What is needed :: The entries that follow include a run beginning at the line with "henrirosten: Thanks, fixed" and ending at the line with "flokli, line 282: Isn't"; restate that run word for word and leave the rest out.

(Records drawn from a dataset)
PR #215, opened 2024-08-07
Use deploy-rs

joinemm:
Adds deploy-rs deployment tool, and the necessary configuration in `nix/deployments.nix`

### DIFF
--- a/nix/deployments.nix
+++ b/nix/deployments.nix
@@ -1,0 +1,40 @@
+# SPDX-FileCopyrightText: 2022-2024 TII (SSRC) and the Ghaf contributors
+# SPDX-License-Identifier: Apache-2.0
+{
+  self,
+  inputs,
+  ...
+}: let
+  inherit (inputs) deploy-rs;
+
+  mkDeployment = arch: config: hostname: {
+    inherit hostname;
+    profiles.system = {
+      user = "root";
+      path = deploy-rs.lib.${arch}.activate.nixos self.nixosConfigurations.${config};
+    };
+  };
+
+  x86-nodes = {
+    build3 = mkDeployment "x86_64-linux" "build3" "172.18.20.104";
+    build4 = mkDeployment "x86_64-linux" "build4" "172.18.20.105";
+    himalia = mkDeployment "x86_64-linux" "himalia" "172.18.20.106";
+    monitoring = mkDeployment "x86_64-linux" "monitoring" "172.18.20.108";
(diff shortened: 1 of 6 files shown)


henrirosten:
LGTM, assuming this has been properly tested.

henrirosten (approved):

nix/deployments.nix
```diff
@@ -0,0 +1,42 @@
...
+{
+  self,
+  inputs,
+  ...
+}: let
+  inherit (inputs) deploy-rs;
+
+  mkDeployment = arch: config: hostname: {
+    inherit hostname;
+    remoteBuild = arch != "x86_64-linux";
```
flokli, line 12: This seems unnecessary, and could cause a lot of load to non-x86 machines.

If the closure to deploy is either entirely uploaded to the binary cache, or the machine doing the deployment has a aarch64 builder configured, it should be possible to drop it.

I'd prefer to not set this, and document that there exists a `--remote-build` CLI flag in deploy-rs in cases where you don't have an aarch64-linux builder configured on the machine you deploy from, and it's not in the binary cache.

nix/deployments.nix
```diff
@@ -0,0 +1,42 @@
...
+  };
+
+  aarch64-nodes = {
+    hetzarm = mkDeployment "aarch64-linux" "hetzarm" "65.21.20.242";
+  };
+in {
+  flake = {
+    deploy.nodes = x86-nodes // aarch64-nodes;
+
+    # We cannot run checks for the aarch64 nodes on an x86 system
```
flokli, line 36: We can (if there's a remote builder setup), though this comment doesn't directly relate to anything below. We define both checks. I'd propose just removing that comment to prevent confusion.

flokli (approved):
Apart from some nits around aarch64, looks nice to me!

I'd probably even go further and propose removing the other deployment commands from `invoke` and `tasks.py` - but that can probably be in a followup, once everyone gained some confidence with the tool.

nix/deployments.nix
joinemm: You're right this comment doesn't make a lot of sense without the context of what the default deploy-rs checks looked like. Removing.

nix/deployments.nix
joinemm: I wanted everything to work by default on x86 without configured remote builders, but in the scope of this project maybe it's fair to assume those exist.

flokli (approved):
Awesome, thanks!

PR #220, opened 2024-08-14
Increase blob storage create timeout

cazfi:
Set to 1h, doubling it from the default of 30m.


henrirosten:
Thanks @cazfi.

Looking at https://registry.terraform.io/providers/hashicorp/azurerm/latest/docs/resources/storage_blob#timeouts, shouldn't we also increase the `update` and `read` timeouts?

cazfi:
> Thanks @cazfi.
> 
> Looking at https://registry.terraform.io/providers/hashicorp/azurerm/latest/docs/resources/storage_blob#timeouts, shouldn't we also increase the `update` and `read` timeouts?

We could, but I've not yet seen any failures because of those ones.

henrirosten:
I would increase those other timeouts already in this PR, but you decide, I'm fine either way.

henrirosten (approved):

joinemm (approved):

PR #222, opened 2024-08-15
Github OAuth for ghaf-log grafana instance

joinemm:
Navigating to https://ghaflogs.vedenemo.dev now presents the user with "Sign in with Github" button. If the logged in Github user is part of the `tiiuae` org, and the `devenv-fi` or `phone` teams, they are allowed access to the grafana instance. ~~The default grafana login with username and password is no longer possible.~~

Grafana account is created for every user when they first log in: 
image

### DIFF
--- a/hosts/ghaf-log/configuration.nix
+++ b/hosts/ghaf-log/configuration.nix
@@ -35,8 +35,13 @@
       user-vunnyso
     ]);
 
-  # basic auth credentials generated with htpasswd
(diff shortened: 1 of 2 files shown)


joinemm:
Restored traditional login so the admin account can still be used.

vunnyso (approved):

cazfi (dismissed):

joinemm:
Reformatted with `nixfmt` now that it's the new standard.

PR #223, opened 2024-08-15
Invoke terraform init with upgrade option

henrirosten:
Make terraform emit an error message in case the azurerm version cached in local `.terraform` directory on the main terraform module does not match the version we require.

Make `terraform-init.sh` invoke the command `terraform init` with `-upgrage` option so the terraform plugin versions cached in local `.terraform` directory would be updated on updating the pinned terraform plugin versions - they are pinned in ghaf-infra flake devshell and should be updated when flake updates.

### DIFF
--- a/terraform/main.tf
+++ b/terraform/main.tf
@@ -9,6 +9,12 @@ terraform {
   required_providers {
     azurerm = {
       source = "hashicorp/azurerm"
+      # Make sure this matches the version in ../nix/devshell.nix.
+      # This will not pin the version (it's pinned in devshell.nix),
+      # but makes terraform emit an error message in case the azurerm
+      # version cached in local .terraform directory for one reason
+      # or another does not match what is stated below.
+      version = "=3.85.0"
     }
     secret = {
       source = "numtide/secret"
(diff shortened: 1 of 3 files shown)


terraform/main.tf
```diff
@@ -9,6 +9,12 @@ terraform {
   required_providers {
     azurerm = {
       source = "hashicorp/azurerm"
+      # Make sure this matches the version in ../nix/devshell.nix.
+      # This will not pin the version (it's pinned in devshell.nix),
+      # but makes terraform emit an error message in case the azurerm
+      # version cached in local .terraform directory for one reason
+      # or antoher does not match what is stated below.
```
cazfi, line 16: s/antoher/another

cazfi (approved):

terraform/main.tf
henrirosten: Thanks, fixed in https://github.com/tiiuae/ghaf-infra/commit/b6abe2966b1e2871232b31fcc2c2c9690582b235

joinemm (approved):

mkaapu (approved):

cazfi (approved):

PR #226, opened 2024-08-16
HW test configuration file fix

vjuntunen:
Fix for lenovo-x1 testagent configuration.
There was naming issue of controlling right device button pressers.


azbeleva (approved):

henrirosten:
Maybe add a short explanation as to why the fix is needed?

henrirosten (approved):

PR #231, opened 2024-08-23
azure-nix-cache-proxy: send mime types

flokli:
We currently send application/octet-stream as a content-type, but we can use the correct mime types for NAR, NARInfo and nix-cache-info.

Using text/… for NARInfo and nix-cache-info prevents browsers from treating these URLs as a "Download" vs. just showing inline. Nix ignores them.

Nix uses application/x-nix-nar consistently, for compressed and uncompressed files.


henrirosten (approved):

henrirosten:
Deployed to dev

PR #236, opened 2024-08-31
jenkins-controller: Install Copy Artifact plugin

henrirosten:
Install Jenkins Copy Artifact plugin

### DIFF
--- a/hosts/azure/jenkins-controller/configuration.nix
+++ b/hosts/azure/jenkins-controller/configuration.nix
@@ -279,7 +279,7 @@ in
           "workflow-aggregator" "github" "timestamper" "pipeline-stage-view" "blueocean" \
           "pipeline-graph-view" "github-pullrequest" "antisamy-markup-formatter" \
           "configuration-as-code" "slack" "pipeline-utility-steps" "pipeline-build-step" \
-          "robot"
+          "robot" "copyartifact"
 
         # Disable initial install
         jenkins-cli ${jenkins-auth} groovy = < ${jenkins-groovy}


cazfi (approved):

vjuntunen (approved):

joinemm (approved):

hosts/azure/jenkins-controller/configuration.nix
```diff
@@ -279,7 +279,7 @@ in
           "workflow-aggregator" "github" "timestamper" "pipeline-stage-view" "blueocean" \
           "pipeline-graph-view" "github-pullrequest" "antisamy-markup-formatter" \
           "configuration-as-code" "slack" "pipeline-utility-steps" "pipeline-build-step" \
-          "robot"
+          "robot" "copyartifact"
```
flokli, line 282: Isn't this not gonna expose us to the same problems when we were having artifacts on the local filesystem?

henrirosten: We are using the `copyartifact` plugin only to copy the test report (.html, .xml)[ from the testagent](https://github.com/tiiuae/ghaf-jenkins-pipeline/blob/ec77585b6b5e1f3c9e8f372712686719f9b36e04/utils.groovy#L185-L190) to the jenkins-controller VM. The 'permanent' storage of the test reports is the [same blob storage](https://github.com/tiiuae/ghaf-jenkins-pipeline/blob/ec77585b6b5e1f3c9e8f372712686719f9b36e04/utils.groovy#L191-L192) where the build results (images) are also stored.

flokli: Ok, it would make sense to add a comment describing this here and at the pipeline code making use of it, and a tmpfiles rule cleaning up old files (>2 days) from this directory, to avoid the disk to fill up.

Completed exercise ::
henrirosten: Thanks, fixed in https://github.com/tiiuae/ghaf-infra/commit/b6abe2966b1e2871232b31fcc2c2c9690582b235

joinemm (approved):

mkaapu (approved):

cazfi (approved):

PR #226, opened 2024-08-16
HW test configuration file fix

vjuntunen:
Fix for lenovo-x1 testagent configuration.
There was naming issue of controlling right device button pressers.


azbeleva (approved):

henrirosten:
Maybe add a short explanation as to why the fix is needed?

henrirosten (approved):

PR #231, opened 2024-08-23
azure-nix-cache-proxy: send mime types

flokli:
We currently send application/octet-stream as a content-type, but we can use the correct mime types for NAR, NARInfo and nix-cache-info.

Using text/… for NARInfo and nix-cache-info prevents browsers from treating these URLs as a "Download" vs. just showing inline. Nix ignores them.

Nix uses application/x-nix-nar consistently, for compressed and uncompressed files.


henrirosten (approved):

henrirosten:
Deployed to dev

PR #236, opened 2024-08-31
jenkins-controller: Install Copy Artifact plugin

henrirosten:
Install Jenkins Copy Artifact plugin

### DIFF
--- a/hosts/azure/jenkins-controller/configuration.nix
+++ b/hosts/azure/jenkins-controller/configuration.nix
@@ -279,7 +279,7 @@ in
           "workflow-aggregator" "github" "timestamper" "pipeline-stage-view" "blueocean" \
           "pipeline-graph-view" "github-pullrequest" "antisamy-markup-formatter" \
           "configuration-as-code" "slack" "pipeline-utility-steps" "pipeline-build-step" \
-          "robot"
+          "robot" "copyartifact"
 
         # Disable initial install
         jenkins-cli ${jenkins-auth} groovy = < ${jenkins-groovy}


cazfi (approved):

vjuntunen (approved):

joinemm (approved):

hosts/azure/jenkins-controller/configuration.nix
```diff
@@ -279,7 +279,7 @@ in
           "workflow-aggregator" "github" "timestamper" "pipeline-stage-view" "blueocean" \
           "pipeline-graph-view" "github-pullrequest" "antisamy-markup-formatter" \
           "configuration-as-code" "slack" "pipeline-utility-steps" "pipeline-build-step" \
-          "robot"
+          "robot" "copyartifact"
```
flokli, line 282: Isn't this not gonna expose us to the same problems when we were having artifacts on the local filesystem?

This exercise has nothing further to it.